(Beginning of Material for this exercise)

PR #2971, opened 2023-12-07
3.0 Updated the OWASP plugin to 9.0.5 and refactored dependency checks

jacek-lewandowski:
Configured OWASP database to use caching and NVD key. Properties can be configured in ~/.ant/build.properties and defined both the key and the storage location

Allow for incremental dependency checking so that for pre-commit we can check only the modified/added dependencies and not fail the build because a new CVE appeared

The user can specify -Dnightly.build.dir=... to provide its own reference distribution against which the dependencies should be compared in incremental mode

Don't check dependencies if build.xml was not changed (to be implemented differently on the newer branches)

### DIFF
--- a/.build/build-owasp.xml
+++ b/.build/build-owasp.xml
@@ -16,30 +16,50 @@
   ~ See the License for the specific language governing permissions and
   ~ limitations under the License.
   -->
-<project basedir="." name="apache-cassandra-owasp-tasks">
-    <property name="dependency-check.version" value="8.3.1"/>
-    <property name="dependency-check.home" value="${build.dir}/dependency-check-ant-${dependency-check.version}"/>
+<project basedir="." name="apache-cassandra-owasp-tasks"
+         xmlns:unless="ant:unless"
+         xmlns:if="ant:if">
+    <property name="dependency-check.version" value="9.0.5"/>
+    <property name="dependency-check.home" value="${tmp.dir}/dependency-check-ant-${dependency-check.version}"/>
+    <property name="dependency-check.archive.dir" value="${local.repository}/org/owasp/dependency-check-ant/${dependency-check.version}"/>
+    <property name="dependency-check.archive.name" value="dependency-check-ant-${dependency-check.version}-release.zip"/>
+    <property name="dependency-check.report.dir" value="${build.dir}/owasp"/>
 
-    <condition property="is.dependency.check.jar">
-        <available file="${dependency-check.home}/dependency-check-ant/dependency-check-ant.jar" type="file" />
+    <condition property="dependency-check-ant.archive.present">
+        <available file="${dependency-check.archive.dir}/${dependency-check.archive.name}" type="file" />
     </condition>
 
-    <target name="dependency-check-download"
-            depends="build"
+    <target name="-dependency-check-download"
             description="Fetch OWASP Dependency checker"
-            unless="is.dependency.check.jar">
+            unless="dependency-check-ant.archive.present">
 
-        <echo>Downloading OWASP Dependency checks ...</echo>
-
-        <mkdir dir="${dependency-check.home}"/>
-
-        <get src="https://github.com/jeremylong/DependencyCheck/releases/download/v${dependency-check.version}/dependency-check-ant-${dependency-check.version}-release.zip"
-             dest="${dependency-check.home}/dependency-check-ant-${dependency-check.version}-release.zip"/>
-
-        <unzip src="${dependency-check.home}/dependency-check-ant-${dependency-check.version}-release.zip" dest="${dependency-check.home}"/>
+        <mkdir dir="${dependency-check.archive.dir}"/>
+        <get src="https://github.com/jeremylong/DependencyCheck/releases/download/v${dependency-check.version}/${dependency-check.archive.name}"
+             dest="${dependency-check.archive.dir}/${dependency-check.archive.name}" retries="3"/>
     </target>
 
-    <target name="dependency-check" description="Dependency-Check Analysis" depends="dependency-check-download,resolver-dist-lib">
+    <target name="-dependency-check-init" depends="-dependency-check-download">
+        <delete dir="${dependency-check.home}" includeemptydirs="true" failonerror="false"/>
+        <mkdir dir="${dependency-check.home}"/>
+        <unzip src="${dependency-check.archive.dir}/${dependency-check.archive.name}" dest="${dependency-check.home}"/>
+    </target>
+
+    <target name="-run-owasp-scan" description="Dependency-Check Analysis"
+            depends="-dependency-check-init,resolver-dist-lib">
+        <fail unless:set="nvd.api.key">
+            Please set the nvd.api.key property to your NVD API key. It is recommended to put that property into your
+            ~/.ant/build.properties file. You can get your API key from https://nvd.nist.gov/developers/request-an-api-key
+        </fail>
+
+        <echo unless:set="nvd.data.dir">
+            Since the NVD database is pretty large, you should consider storing it in some persistent location to reuse
+            it between builds. You can do that by setting the nvd.data.dir property to a directory of your choice,
+            such as ~/.cache/ant/owasp/database for Linux or ~/Library/Caches/Ant/owasp/database for MacOS.
+            Putting that property into your ~/.ant/build.properties file is recommended.
+        </echo>
+
+        <property name="nvd.data.dir" value="${tmp.dir}/owasp/database"/>
+        <property name="nvd.validity.hours" value="4"/>
 
         <path id="dependency-check.path">
             <fileset dir="${dependency-check.home}/dependency-check-ant/lib">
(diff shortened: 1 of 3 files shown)


build.xml
```diff
@@ -30,6 +30,7 @@
     <property environment="env"/>
     <property file="build.properties" />
     <property file="build.properties.default" />
+    <property file="${user.home}/.ant/build.properties"/>
```
michaelsembwever, line 33: do we need this ?

.build/build-resolver.xml
```diff
@@ -46,7 +46,7 @@
 
     <target name="resolver-init" depends="init,_resolver_download" unless="resolver-ant-tasks.initialized" description="Initialize Resolver ANT Tasks">
 
-        <typedef uri="antlib:org.apache.maven.resolver.ant" resource="org/apache/maven/resolver/ant/antlib.xml" classpathref="resolver-ant-tasks.classpath" />
+        <taskdef uri="antlib:org.apache.maven.resolver.ant" resource="org/apache/maven/resolver/ant/antlib.xml" classpathref="resolver-ant-tasks.classpath" />
```
michaelsembwever: what's this about ?

.build/build-resolver.xml
```diff
@@ -20,8 +20,8 @@
          xmlns:unless="ant:unless">
 
     <!-- details of what version of Resolver ANT Tasks to fetch -->
-    <property name="resolver-ant-tasks.version" value="1.3.0" />
-    <property name="resolver-ant-tasks.local" value="${local.repository}/org/apache/maven/resolver/maven-resolver-ant-tasks/${resolver-ant-tasks.version}/maven-resolver-ant-tasks-${resolver-ant-tasks.version}.jar"/>
+    <property name="resolver-ant-tasks.version" value="1.5.0" />
+    <property name="resolver-ant-tasks.local" value="${local.repository}/org/apache/maven/resolver/maven-resolver-ant-tasks/${resolver-ant-tasks.version}/maven-resolver-ant-tasks-${resolver-ant-tasks.version}-uber.jar"/>
```
michaelsembwever: why we updating the resolver version in this PR ?

build.xml
jacek-lewandowski: yes

.build/build-resolver.xml
jacek-lewandowski: I've updated version of this plugin and `taskdef` was in the instruction; I don't know the difference tbh

.build/build-resolver.xml
jacek-lewandowski: without any particular reason, I can revert if you insist, but on the other hand, there are not much PRs which will be applied to all branches starting from 3.0. And this is actually quite painful, so if we are touching the build I thought that we can do such minor changes.

build.xml
jacek-lewandowski: longer answer - yes, it is ported from newer branches (5.0) and it lets the user to define global properties, like tmp / cache directories or nvd api key

.build/build-owasp.xml
```diff
@@ -16,30 +16,49 @@
   ~ See the License for the specific language governing permissions and
   ~ limitations under the License.
   -->
-<project basedir="." name="apache-cassandra-owasp-tasks">
-    <property name="dependency-check.version" value="8.3.1"/>
-    <property name="dependency-check.home" value="${build.dir}/dependency-check-ant-${dependency-check.version}"/>
+<project basedir="." name="apache-cassandra-owasp-tasks"
+         xmlns:unless="ant:unless">
+    <property name="dependency-check.version" value="9.0.2"/>
+    <property name="dependency-check.home" value="${tmp.dir}/dependency-check-ant-${dependency-check.version}"/>
```
smiklosovic, line 22: I am personally putting everything into `/home/user/.cache/cassandra/...`. If I was about to do that here, by modifying `/home/user/.ant/build.properties`, how would that look like? It would be great if `${tmp.dir}` here was actually some other property, like `${dependency-check.home.root}` or similar, because when I override `${dependency-check.home}` in `build.properties`, I do not know what `${dependency-check.version}` is ... it might change over time. Does this make sense?

build.xml
smiklosovic: Jacek has worktrees per branch, I have a worktree per logical branch (I have cassandra-{3.0,3.11,4.0,4.1,5.0,trunk} directories and then I just switch branches for that particular branch inside). `build.properties` are `.gitignor`-ed so that means that these properties would be "lost" in Jacek's case, but not mine. We also do not want to hardcode paths outside of repo except of some dirs in `tmp.dir` nor anywhere in user's home. Somebody is OK with this, somebody is not ... to each their own. This one solves it globally for everybody how they please.

.build/build-resolver.xml
Mmuzaf: +1 to revert unnecessary changes, to avoid this kind of question from anyone looking at the final commit in the future.

.build/dependency-check-suppressions.xml
```diff
@@ -20,13 +20,6 @@
   https://jeremylong.github.io/DependencyCheck/general/suppression.html
 -->
 <suppressions xmlns="https://jeremylong.github.io/DependencyCheck/dependency-suppression.1.3.xsd">
-    <suppress>
```
Mmuzaf, line 23: The build completes successfully without commented cve suppressions, do we still need them?

```
    <suppress>
        <!--  https://issues.apache.org/jira/browse/CASSANDRA-16150 -->
        <packageUrl regex="true">^pkg:maven/org\.yaml/snakeyaml@.*$</packageUrl>
<!--        <cve>CVE-2023-2251</cve>-->
        <cve>CVE-2022-38752</cve>
        <cve>CVE-2022-38751</cve>
        <cve>CVE-2022-38750</cve>
        <cve>CVE-2022-41854</cve>
        <cve>CVE-2022-25857</cve>
        <cve>CVE-2022-38749</cve>
        <cve>CVE-2022-1471</cve>
<!--        <cve>CVE-2022-3064</cve>-->
<!--        <cve>CVE-2021-4235</cve>-->
        <cve>CVE-2017-18640</cve>
    </suppress>
    
        <!-- https://issues.apache.org/jira/browse/CASSANDRA-15417 -->
    <suppress>
        <packageUrl regex="true">^pkg:maven/io\.netty/netty\-all@.*$</packageUrl>
        <cve>CVE-2019-16869</cve>
        <cve>CVE-2019-20444</cve>
        <cve>CVE-2019-20445</cve>
        <cve>CVE-2020-7238</cve>
        <cve>CVE-2021-21290</cve>
        <cve>CVE-2021-21295</cve>
        <cve>CVE-2021-21409</cve>
        <cve>CVE-2021-37136</cve>
        <cve>CVE-2021-37137</cve>
        <cve>CVE-2021-43797</cve>
        <cve>CVE-2022-24823</cve>
        <cve>CVE-2022-41881</cve>
<!--        <cve>CVE-2022-41915</cve>-->
        <cve>CVE-2023-34462</cve>
        <cve>CVE-2023-44487</cve>
    </suppress>
    
    <suppress>
        <packageUrl regex="true">^pkg:maven/com\.thinkaurelius\.thrift/thrift-server@.*$</packageUrl>
        <cve>CVE-2015-3254</cve>
        <cve>CVE-2016-5397</cve>
<!--        <cve>CVE-2018-1320</cve>-->
<!--        <cve>CVE-2018-11798</cve>-->
        <cve>CVE-2019-0205</cve>
    </suppress>
    
        <suppress>
        <packageUrl regex="true">^pkg:maven/org\.codehaus\.jackson/jackson\-mapper\-asl@.*$</packageUrl>
        <cve>CVE-2017-7525</cve>
<!--        <cve>CVE-2017-15095</cve>-->
<!--        <cve>CVE-2017-17485</cve>-->
<!--        <cve>CVE-2018-5968</cve>-->
<!--        <cve>CVE-2018-14718</cve>-->
<!--        <cve>CVE-2018-1000873</cve>-->
<!--        <cve>CVE-2018-7489</cve>-->
        <cve>CVE-2019-10172</cve>
<!--        <cve>CVE-2019-14540</cve>-->
<!--        <cve>CVE-2019-14893</cve>-->
<!--        <cve>CVE-2019-16335</cve>-->
<!--        <cve>CVE-2019-17267</cve>-->
    </suppress>
```

.build/build-owasp.xml
```diff
@@ -52,35 +72,125 @@
...
-                          reportformat="HTML"
+                          nvdApiKey="${nvd.api.key}"
+                          reportoutputdirectory="${dependency-check.report.dir}"
+                          reportformat="ALL"
                           prettyPrint="true"
-                          cveValidForHours="1"
-                          centralAnalyzerUseCache="false"
-                          nodeAuditAnalyzerUseCache="false"
+                          nvdValidForHours="${nvd.validity.hours}"
+                          centralAnalyzerUseCache="true"
```
Mmuzaf, line 94: This is not only about the depencency-check version upgrade, right? We've introduced caching here, so the JIRA issue and its description should be updated accordingly :-)

.build/build-owasp.xml
```diff
@@ -16,30 +16,50 @@
   ~ See the License for the specific language governing permissions and
   ~ limitations under the License.
   -->
-<project basedir="." name="apache-cassandra-owasp-tasks">
-    <property name="dependency-check.version" value="8.3.1"/>
-    <property name="dependency-check.home" value="${build.dir}/dependency-check-ant-${dependency-check.version}"/>
+<project basedir="." name="apache-cassandra-owasp-tasks"
+         xmlns:unless="ant:unless"
+         xmlns:if="ant:if">
+    <property name="dependency-check.version" value="9.0.2"/>
```
Mmuzaf: Should we use the latest one `9.0.4`?

.build/build-owasp.xml
```diff
@@ -16,30 +16,50 @@
...
+    <property name="dependency-check.home" value="${tmp.dir}/dependency-check-ant-${dependency-check.version}"/>
+    <property name="dependency-check.archive.dir" value="${local.repository}/org/owasp/dependency-check-ant/${dependency-check.version}"/>
```
Mmuzaf: Should we use `${local.repository}/org/apache/cassandra/deps/dependency-check-ant` this is a widely used location of other Cassandra dependencies, so I wonder if we should probably have something similar.

.build/build-owasp.xml
```diff
@@ -16,30 +16,50 @@
...
 
-    <target name="dependency-check-download"
-            depends="build"
+    <target name="-dependency-check-download"
             description="Fetch OWASP Dependency checker"
             unless="is.dependency.check.jar">
 
-        <echo>Downloading OWASP Dependency checks ...</echo>
+        <mkdir dir="${dependency-check.archive.dir}"/>
+        <get src="https://github.com/jeremylong/DependencyCheck/releases/download/v${dependency-check.version}/dependency-check-ant-${dependency-check.version}-release.zip"
```
Mmuzaf: As I can see we have the `dependency-check.archive.name` variable defined, why not use it here as well? :-)

.build/build-owasp.xml
```diff
@@ -52,35 +72,125 @@
...
-            (1) https://github.com/jeremylong/DependencyCheck/issues/2166
-            (2) https://nvd.nist.gov/vuln-metrics/cvss
+            (1) https://nvd.nist.gov/vuln-metrics/cvss
         -->
         <dependency-check projectname="Apache Cassandra"
-                          reportoutputdirectory="${basedir}/build"
-                          reportformat="HTML"
+                          nvdApiKey="${nvd.api.key}"
+                          reportoutputdirectory="${dependency-check.report.dir}"
+                          reportformat="ALL"
```
Mmuzaf, line 91: Do we need to generate all formats? Why HTML is not enough now?

.build/build-owasp.xml
```diff
@@ -52,35 +72,125 @@
...
+        <delete file="${nightly.build.dir}/cassandra.tar"/>
+        <exec executable="bash" failifexecutionfails="true" failonerror="true" logerror="true"
+              dir="${nightly.build.dir}">
+            <arg value="-c"/>
+            <arg value="mv apache-cassandra-*/* .; rm -rf apache-cassandra-*"/>
+        </exec>
+    </target>
+
+    <target name="-determine-dependency-changes">
+        <get src="https://raw.githubusercontent.com/apache/cassandra/cassandra-3.0/build.xml" retries="3"
```
Mmuzaf: The branch is hardcoded, is it correct? Should we determine the branch based on the git command output results?

.build/build-owasp.xml
```diff
@@ -16,30 +16,50 @@
...
+         xmlns:if="ant:if">
+    <property name="dependency-check.version" value="9.0.2"/>
+    <property name="dependency-check.home" value="${tmp.dir}/dependency-check-ant-${dependency-check.version}"/>
+    <property name="dependency-check.archive.dir" value="${local.repository}/org/owasp/dependency-check-ant/${dependency-check.version}"/>
+    <property name="dependency-check.archive.name" value="dependency-check-ant-${dependency-check.version}-release.zip"/>
+    <property name="dependency-check.report.dir" value="${build.dir}/owasp"/>
 
     <condition property="is.dependency.check.jar">
-        <available file="${dependency-check.home}/dependency-check-ant/dependency-check-ant.jar" type="file" />
+        <available file="${dependency-check.archive.dir}/${dependency-check.archive.name}" type="file" />
```
Mmuzaf: This is a bit confusing for me, as the property name `is.dependency.check.jar` seems to refer to a jar file, but the `{dependency-check.archive.name}` refers to a zip archive.

.build/build-owasp.xml
```diff
@@ -16,30 +16,50 @@
...
+        <delete dir="${dependency-check.home}" includeemptydirs="true" failonerror="false"/>
         <mkdir dir="${dependency-check.home}"/>
+        <unzip src="${dependency-check.archive.dir}/${dependency-check.archive.name}" dest="${dependency-check.home}"/>
+    </target>
 
-        <get src="https://github.com/jeremylong/DependencyCheck/releases/download/v${dependency-check.version}/dependency-check-ant-${dependency-check.version}-release.zip"
-             dest="${dependency-check.home}/dependency-check-ant-${dependency-check.version}-release.zip"/>
+    <target name="-run-owasp-scan" description="Dependency-Check Analysis"
+            depends="-dependency-check-init,resolver-dist-lib">
+        <echo unless:set="nvd.api.key">
```
Mmuzaf: I think we should fail the build if it's not defined.

.build/build-owasp.xml
jacek-lewandowski: no in this case, we want to compare with the upstream branch thus this will be different in each PR

.build/build-owasp.xml
jacek-lewandowski: HTML is for you to navigate the results easily, JUNIT is for CI to show the results just like other tests results, JSON is for future license scan

.build/build-owasp.xml
jacek-lewandowski: when I implemented that the newest was 9.0.3 and it was broken

.build/dependency-check-suppressions.xml
jacek-lewandowski: how did you find that? I expected the plugin to output those exclusions which are stale but it did not - if you spend time to manually identify those, there is no reason to not apply that :)

.build/build-resolver.xml
jacek-lewandowski: this is discouraging, but ok :)

.build/build-owasp.xml
jacek-lewandowski: It is also widely criticized by me😄 Why don't put dependency-check-ant into the right location of the local repository? Look into Maven central repo: https://search.maven.org/artifact/org.owasp/dependency-check-ant - org/owasp/dependency-check-ant seems the right location for this artifact, isn't it?

.build/build-owasp.xml
jacek-lewandowski: actually, now it is even 9.0.5

.build/build-owasp.xml
jacek-lewandowski: I didn't want to be that strict, but ok

.build/dependency-check-suppressions.xml
Mmuzaf: I've checked all of them locally :-) nice that we can reduce the changes

.build/build-owasp.xml
Mmuzaf: Thanks for the maven link, I should have checked it by myself. +1 then

.build/build-owasp.xml
Mmuzaf: It fails anyway without that key.

Mmuzaf (approved):
+1 as it is

Mmuzaf (approved):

(End of Material for this exercise)

Problem details: Look through the material above for the string "because" and copy each line that has it.

Task solution:
Allow for incremental dependency checking so that for pre-commit we can check only the modified/added dependencies and not fail the build because a new CVE appeared
smiklosovic, line 22: I am personally putting everything into `/home/user/.cache/cassandra/...`. If I was about to do that here, by modifying `/home/user/.ant/build.properties`, how would that look like? It would be great if `${tmp.dir}` here was actually some other property, like `${dependency-check.home.root}` or similar, because when I override `${dependency-check.home}` in `build.properties`, I do not know what `${dependency-check.version}` is ... it might change over time. Does this make sense?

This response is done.